## [EXERCISE DESCRIPTION]
Work through the data below and copy out every line where "replace" is found.

## [Stored items]
=== Begin Enclosure ===

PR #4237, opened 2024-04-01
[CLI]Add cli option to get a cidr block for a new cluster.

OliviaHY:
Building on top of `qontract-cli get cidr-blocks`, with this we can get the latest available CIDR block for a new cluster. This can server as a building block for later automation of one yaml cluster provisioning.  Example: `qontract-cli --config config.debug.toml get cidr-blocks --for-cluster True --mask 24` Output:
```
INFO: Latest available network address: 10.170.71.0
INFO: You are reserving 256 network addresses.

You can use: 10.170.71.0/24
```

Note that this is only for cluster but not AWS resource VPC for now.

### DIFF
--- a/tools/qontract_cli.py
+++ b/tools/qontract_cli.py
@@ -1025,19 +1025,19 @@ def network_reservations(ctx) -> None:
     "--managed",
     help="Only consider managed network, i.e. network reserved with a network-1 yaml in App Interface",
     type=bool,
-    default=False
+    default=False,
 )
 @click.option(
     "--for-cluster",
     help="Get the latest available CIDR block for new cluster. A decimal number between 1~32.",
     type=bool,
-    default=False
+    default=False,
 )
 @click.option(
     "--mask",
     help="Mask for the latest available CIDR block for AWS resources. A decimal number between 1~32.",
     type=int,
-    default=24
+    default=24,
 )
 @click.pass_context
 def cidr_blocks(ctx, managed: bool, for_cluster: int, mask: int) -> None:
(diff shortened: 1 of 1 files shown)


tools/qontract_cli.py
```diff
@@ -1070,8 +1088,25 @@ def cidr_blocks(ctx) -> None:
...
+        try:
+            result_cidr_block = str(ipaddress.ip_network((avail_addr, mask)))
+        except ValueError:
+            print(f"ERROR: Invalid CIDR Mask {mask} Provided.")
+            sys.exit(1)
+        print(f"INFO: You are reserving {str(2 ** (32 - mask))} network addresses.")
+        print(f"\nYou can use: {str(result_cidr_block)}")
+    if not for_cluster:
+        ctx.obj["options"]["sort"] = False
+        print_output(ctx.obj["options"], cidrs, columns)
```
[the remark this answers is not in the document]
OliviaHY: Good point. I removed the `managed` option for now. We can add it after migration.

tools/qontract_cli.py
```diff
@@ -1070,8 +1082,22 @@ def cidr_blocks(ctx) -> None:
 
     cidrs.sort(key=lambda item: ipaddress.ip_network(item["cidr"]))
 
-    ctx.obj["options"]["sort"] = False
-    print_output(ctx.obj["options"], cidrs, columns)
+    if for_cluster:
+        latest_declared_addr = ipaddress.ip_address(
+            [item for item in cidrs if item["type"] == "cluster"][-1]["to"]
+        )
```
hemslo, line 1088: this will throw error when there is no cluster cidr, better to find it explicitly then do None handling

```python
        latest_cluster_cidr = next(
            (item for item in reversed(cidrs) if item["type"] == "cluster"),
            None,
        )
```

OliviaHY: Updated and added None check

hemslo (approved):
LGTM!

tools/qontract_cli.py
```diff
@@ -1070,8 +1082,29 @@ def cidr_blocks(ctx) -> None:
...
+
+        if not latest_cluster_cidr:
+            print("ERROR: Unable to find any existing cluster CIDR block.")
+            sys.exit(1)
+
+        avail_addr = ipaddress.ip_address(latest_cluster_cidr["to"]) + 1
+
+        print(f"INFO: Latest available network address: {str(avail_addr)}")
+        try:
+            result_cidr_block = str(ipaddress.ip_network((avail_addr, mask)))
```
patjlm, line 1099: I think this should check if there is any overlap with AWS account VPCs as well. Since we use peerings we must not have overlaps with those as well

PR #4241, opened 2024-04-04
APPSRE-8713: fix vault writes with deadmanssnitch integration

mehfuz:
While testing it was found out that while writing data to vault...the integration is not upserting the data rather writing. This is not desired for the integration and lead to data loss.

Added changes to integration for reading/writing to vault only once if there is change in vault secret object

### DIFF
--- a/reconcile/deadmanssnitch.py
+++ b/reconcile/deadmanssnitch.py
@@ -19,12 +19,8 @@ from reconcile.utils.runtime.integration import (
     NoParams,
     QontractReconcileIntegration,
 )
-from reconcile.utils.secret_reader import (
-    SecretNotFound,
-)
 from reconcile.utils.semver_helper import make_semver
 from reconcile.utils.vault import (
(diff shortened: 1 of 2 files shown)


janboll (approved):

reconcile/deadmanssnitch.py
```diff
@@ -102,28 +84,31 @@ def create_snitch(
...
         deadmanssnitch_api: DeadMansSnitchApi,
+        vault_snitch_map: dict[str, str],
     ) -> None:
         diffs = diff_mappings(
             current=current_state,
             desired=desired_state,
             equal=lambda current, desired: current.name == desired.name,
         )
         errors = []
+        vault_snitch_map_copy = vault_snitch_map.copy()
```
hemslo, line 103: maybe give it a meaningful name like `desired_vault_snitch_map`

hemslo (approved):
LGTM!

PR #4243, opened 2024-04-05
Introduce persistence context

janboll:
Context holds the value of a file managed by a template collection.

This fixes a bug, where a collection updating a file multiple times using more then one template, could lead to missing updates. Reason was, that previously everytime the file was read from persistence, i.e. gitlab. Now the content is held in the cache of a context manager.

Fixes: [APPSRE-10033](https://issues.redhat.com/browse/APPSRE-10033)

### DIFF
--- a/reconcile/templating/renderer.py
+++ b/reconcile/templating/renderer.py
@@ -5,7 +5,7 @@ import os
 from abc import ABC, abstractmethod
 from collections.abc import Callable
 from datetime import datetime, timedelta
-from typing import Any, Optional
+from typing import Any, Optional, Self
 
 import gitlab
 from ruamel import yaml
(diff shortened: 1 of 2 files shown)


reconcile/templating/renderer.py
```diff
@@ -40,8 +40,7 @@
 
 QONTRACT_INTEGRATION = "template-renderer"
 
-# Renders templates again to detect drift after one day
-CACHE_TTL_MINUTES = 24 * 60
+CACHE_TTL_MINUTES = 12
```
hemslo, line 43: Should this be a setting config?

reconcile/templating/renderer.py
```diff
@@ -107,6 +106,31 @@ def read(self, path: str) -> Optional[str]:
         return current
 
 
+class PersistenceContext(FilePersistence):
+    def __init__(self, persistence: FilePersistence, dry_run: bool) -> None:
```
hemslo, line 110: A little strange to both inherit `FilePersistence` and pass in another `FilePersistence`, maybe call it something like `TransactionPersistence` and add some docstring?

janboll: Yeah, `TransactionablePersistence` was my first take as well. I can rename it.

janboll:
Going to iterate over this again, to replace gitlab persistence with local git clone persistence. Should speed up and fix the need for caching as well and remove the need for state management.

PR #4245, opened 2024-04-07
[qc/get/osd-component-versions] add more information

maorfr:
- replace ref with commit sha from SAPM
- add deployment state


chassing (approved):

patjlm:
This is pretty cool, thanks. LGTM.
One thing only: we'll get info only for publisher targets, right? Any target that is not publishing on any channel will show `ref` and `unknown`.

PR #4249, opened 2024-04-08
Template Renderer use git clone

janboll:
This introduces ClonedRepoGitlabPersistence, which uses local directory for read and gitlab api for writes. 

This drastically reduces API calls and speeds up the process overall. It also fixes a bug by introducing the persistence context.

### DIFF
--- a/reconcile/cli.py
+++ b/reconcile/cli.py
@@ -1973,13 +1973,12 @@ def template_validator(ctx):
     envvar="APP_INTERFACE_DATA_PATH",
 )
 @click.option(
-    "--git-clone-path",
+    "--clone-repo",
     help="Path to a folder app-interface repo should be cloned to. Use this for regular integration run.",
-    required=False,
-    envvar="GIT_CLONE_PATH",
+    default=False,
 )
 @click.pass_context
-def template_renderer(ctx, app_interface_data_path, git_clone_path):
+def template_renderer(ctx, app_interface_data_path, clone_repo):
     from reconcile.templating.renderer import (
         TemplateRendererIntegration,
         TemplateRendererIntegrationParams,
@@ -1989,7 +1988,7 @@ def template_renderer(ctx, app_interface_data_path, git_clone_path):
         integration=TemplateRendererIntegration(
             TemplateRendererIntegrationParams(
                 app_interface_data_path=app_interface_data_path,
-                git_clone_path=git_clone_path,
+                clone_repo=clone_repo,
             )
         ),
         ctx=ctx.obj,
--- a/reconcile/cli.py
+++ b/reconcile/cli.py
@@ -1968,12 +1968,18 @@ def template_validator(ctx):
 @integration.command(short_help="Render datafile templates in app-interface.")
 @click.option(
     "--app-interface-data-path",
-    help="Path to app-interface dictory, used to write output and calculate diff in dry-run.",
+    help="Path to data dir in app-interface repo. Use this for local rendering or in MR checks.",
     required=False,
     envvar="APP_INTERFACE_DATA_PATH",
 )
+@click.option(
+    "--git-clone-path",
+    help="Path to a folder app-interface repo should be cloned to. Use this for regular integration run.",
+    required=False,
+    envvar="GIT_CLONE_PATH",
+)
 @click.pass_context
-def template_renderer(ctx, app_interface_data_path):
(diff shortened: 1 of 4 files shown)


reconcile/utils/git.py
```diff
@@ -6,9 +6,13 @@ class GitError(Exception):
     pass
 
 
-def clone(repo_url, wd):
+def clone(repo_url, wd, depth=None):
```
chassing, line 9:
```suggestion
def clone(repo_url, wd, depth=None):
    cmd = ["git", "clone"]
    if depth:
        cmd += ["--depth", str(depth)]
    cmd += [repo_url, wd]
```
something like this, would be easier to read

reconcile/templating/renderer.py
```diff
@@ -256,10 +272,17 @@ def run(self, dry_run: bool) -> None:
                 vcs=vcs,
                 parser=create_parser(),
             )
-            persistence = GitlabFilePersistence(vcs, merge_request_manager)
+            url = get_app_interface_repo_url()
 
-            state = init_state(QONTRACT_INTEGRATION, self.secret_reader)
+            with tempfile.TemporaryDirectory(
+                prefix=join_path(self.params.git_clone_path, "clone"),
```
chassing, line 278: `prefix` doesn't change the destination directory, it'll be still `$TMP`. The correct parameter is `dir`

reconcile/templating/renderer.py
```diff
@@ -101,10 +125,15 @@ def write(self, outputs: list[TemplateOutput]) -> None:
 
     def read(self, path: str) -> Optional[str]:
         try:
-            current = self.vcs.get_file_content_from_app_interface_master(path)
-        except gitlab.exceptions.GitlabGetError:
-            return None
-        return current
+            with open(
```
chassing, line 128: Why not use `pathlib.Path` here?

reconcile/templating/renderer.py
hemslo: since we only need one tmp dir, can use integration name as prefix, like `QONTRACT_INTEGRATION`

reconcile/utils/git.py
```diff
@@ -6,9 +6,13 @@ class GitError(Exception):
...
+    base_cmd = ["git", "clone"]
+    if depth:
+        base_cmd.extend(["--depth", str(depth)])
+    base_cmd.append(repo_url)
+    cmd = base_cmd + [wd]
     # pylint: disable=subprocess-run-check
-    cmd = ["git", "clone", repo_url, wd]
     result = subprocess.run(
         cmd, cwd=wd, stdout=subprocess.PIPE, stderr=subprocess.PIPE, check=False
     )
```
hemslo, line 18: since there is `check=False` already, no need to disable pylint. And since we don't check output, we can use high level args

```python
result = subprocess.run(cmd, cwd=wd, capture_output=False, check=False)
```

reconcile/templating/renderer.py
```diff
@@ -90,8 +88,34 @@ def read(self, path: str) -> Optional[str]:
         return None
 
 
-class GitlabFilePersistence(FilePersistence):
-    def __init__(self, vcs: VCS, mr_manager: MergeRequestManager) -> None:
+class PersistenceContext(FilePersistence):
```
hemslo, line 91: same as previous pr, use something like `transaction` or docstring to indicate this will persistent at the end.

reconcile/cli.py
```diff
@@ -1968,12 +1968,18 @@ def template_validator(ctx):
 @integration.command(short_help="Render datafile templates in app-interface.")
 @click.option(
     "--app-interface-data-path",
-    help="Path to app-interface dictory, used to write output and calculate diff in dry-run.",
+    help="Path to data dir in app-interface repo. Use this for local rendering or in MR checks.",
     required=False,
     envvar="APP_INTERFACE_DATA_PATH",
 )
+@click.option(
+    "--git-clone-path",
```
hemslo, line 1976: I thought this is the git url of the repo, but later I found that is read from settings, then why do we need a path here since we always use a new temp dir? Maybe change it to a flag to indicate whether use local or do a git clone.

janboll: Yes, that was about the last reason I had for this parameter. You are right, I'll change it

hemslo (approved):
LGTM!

=== End Enclosure ===

## [RESPONSE TO THIS EXERCISE]
Going to iterate over this again, to replace gitlab persistence with local git clone persistence. Should speed up and fix the need for caching as well and remove the need for state management.
- replace ref with commit sha from SAPM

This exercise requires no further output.